SUPREME COURT OF QUEENSLAND

PARTIES:

FILE NO/S:

DC No 645 of 2005

Court of Appeal

PROCEEDING:

Sentence Application

ORIGINATING COURT:

DELIVERED ON:

10 November 2006

DELIVERED AT:

Brisbane

HEARING DATE:

27 October 2006

JUDGES:

Williams, Jerrard and Holmes JJA

Separate reasons for judgment of each member of the Court, each concurring as to the orders made

ORDER:

1. The application for leave to appeal against sentence is allowed
2. The appeal against sentence is allowed
3. The sentence imposed for torture is varied by setting aside the 10 years imprisonment and ordering instead that the applicant be sentenced to seven and a half years imprisonment
4. The serious violent offender declaration and the declaration that 451 days spent in pre-sentence custody from 14 September 2004 until 9 December 2005 is time already served, will stand

CATCHWORDS:

CRIMINAL LAW – APPEAL AND NEW TRIAL AND INQUIRY AFTER CONVICTION – APPEAL AGAINST SENTENCE – APPEAL BY CONVICTED PERSONS – APPLICATIONS TO REDUCE SENTENCE – WHEN REFUSED – PARTICULAR OFFENCES – OTHER OFFENCES – sentence required reconsideration – sentenced to 10 years imprisonment for torture, five years for rape and two years for assault – whether torture sentence is manifestly excessive

R v B; ex part A-G [2000] QCA 110; CA No 379 of 1999, 4 April 2000, considered

R v Rankmore; ex parte A-G (Qld) [2002] QCA 492; CA Nos 223 of 2002, 285 of 2002, 288 of 2002, 15 November 2002, considered

COUNSEL:

G Long for the applicant/appellant

M J Copley for the respondent

SOLICITORS:

Legal Aid Queensland for the applicant/appellant

Director of Public Prosecutions (Queensland) for the respondent

[1]  Williams ja:  I agree with the sentence proposed by Jerrard JA in his reasons, and I also agree with his reasoning.

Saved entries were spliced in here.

PR #5022, opened 2024-01-23
HIVE-28019 Fix query type information in proto files for load queries

ramesh0201:
Query Type information for certain load queries are currently tagged as 'QUERY' operation type. As part of this change, load queries will be tagged as 'LOAD' query type.

Query Type information for load queries are not corrected tagged. This information needs to rightly set since it also gets logged to hive proto files, which in turn might get used to generate reports on the kind of queries that are being run.

Yes, log files will contain the query type field for load queries

No

Most of the existing tests results that contain any load queries were modified righty and verified.

### DIFF
--- a/ql/src/java/org/apache/hadoop/hive/ql/parse/LoadSemanticAnalyzer.java
+++ b/ql/src/java/org/apache/hadoop/hive/ql/parse/LoadSemanticAnalyzer.java
@@ -58,6 +58,7 @@ import org.apache.hadoop.hive.ql.metadata.HiveStorageHandler;
 import org.apache.hadoop.hive.ql.metadata.Partition;
 import org.apache.hadoop.hive.ql.metadata.Table;
 import org.apache.hadoop.hive.ql.plan.BasicStatsWork;
+import org.apache.hadoop.hive.ql.plan.HiveOperation;
 import org.apache.hadoop.hive.ql.plan.LoadTableDesc;
 import org.apache.hadoop.hive.ql.plan.LoadTableDesc.LoadFileType;
 import org.apache.hadoop.hive.ql.plan.MoveWork;
@@ -244,6 +245,7 @@ public class LoadSemanticAnalyzer extends SemanticAnalyzer {
     } else {
       analyzeLoad(ast);
     }
+    queryState.setCommandType(HiveOperation.LOAD);
   }
 
   private void analyzeLoad(ASTNode ast) throws SemanticException {
--- a/iceberg/iceberg-handler/src/test/results/positive/iceberg_load_data.q.out
+++ b/iceberg/iceberg-handler/src/test/results/positive/iceberg_load_data.q.out
@@ -15,11 +15,11 @@ POSTHOOK: type: CREATETABLE
 POSTHOOK: Output: database:default
 POSTHOOK: Output: default@ice_parquet
 PREHOOK: query: explain LOAD DATA LOCAL INPATH '../../data/files/parquet_partition' OVERWRITE INTO TABLE ice_parquet
-PREHOOK: type: QUERY
+PREHOOK: type: LOAD
 PREHOOK: Input: default@ice_parquet__temp_table_for_load_data__
 PREHOOK: Output: default@ice_parquet
 POSTHOOK: query: explain LOAD DATA LOCAL INPATH '../../data/files/parquet_partition' OVERWRITE INTO TABLE ice_parquet
-POSTHOOK: type: QUERY
+POSTHOOK: type: LOAD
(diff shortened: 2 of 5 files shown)


niteshy:
There are a lot of test files changed in the PR. Might be it is easier to verify the code/script that is used to update the test files.

ramesh0201:
> There are a lot of test files changed in the PR. Might be it is easier to verify the code/script that is used to update the test files.

The repo to test the changes are here https://github.infra.cloudera.com/rameshkumar/TestQueryTypes

ramesh0201:
Just FYI:
https://issues.apache.org/jira/browse/HIVE-28128
https://issues.apache.org/jira/browse/HIVE-28129

Above are pending issues related to the query type information

ql/src/java/org/apache/hadoop/hive/ql/QueryState.java
```diff
@@ -88,6 +88,11 @@ public class QueryState {
    */
   private final ReentrantLock resolveConditionalTaskLock = new ReentrantLock(true);
 
+  /**
+   * command type that requires the authorization.
+   */
+  private HiveOperation authorizationCommandType;
+
```
zabetak, line 95: The `HiveOperation` class was explicitly introduced for authorization purposes. Adding a separate field in `QueryState` is confusing and will be hard to maintain. It becomes unclear when/how to update `commandType` and `authorizationCommandType`, why we need both, when and under what context we should use each of those.

jfsii:
I tend to lead towards keeping things as is for subjective things (unless there is a good reason to change).
If we do end up changing the PRE/POST hook - it might make sense to do something like:
console.printInfo("PREHOOK: type: " (isExplain ? "EXPLAIN " : "") + queryState.getCommandType(), false);
So we get both bits of information - and as for the contents of the proto files maybe adding an isExplain? But as @zabetak pointed out it is pretty easy for people to do a prefix check on the query string (and it would be backwards compatible between versions of hive)

Just chiming in with my opinion - not sure what is the "right way" or even if there is a "right way".

ramesh0201:
Thank you @zabetak and @jfsii for the review. I have modified this change to contain only the changes for the load queries. For the explain queries we will still fallback to the previous type information it had.

ql/src/java/org/apache/hadoop/hive/ql/parse/LoadSemanticAnalyzer.java
```diff
@@ -244,6 +245,7 @@ public void analyzeInternal(ASTNode ast) throws SemanticException {
     } else {
       analyzeLoad(ast);
     }
+    queryState.setCommandType(HiveOperation.LOAD);
```
zabetak, line 248: As far as I see we obtain a `LoadSemanticAnalyzer` from https://github.com/apache/hive/blob/e980c7a5e6ba3adec473a30e3ea0a539a5eae257/ql/src/java/org/apache/hadoop/hive/ql/parse/SemanticAnalyzerFactory.java#L75
and few lines before we set the command type using https://github.com/apache/hive/blob/e980c7a5e6ba3adec473a30e3ea0a539a5eae257/ql/src/java/org/apache/hadoop/hive/ql/parse/SemanticAnalyzerFactory.java#L62
so I suppose initially the type is set correctly to `LOAD`.

Why do need to reset the type here? Who is changing it to `QUERY` and why? Was it intentional/necessary?

ramesh0201: Yes for certain load queries we transform to insert into queries by calling the reparseAndSuperAnalyze method at https://github.com/apache/hive/blob/master/ql/src/java/org/apache/hadoop/hive/ql/parse/LoadSemanticAnalyzer.java#L470. 
Example, one of the cases is during the load on the bucketed tables at https://github.com/apache/hive/blob/master/ql/src/java/org/apache/hadoop/hive/ql/parse/LoadSemanticAnalyzer.java#L341

Because we transform to insert query which is always tagged as QUERY type. But we may want to preserve the actual query's type in this case, as it is what is provided by the user.

zabetak: The `HiveOperation` primarily purpose is to ensure that authorization and transaction information is passed and used correctly during the compilation and execution of Hive queries. `HiveOperation` is not meant for end-user consumption so display purposes are a secondary concern.

A `LOAD` operation and a `QUERY` operation have different implications in terms of authorization and transactions.
* Is it OK to change the query state at the end of the analysis phase? 
* Will compilation and execution run under the same authorization/transaction semantics?
* Do we have any kind of authorization/transaction tests that ensure that things work correctly for `LOAD` statements after this change?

[2]  JERRARD JA: On 11 August 2006 this Court dismissed an appeal by Mr HAC against his conviction for torture, and requested further submissions on an application for leave to appeal against his sentence.  That was done because the conviction was upheld on the ground that what Mr HAC admitted doing to his former wife, and what his daughters described him doing to his former wife, understood in light of the intention he admitted, constituted an offence of torture on which the jury could properly convict him.  That offence constituted by those matters admitted by Mr HAC or witnessed by his daughters was a little less horrific than the totality of the circumstances of the offence of torture described by the victim, Mr HAC’s wife.  The reasons for judgment in the conviction appeal explain why the conviction was upheld on the more limited basis.  The sentence originally imposed, 10 years imprisonment, therefore needs reconsideration, and Mr HAC has applied for leave to appeal the sentences imposed on him, of 10 years for torture, five years for rape, and two years for assault occasioning bodily harm.  No argument was presented about the concurrent sentences for rape and assault, and those will stand.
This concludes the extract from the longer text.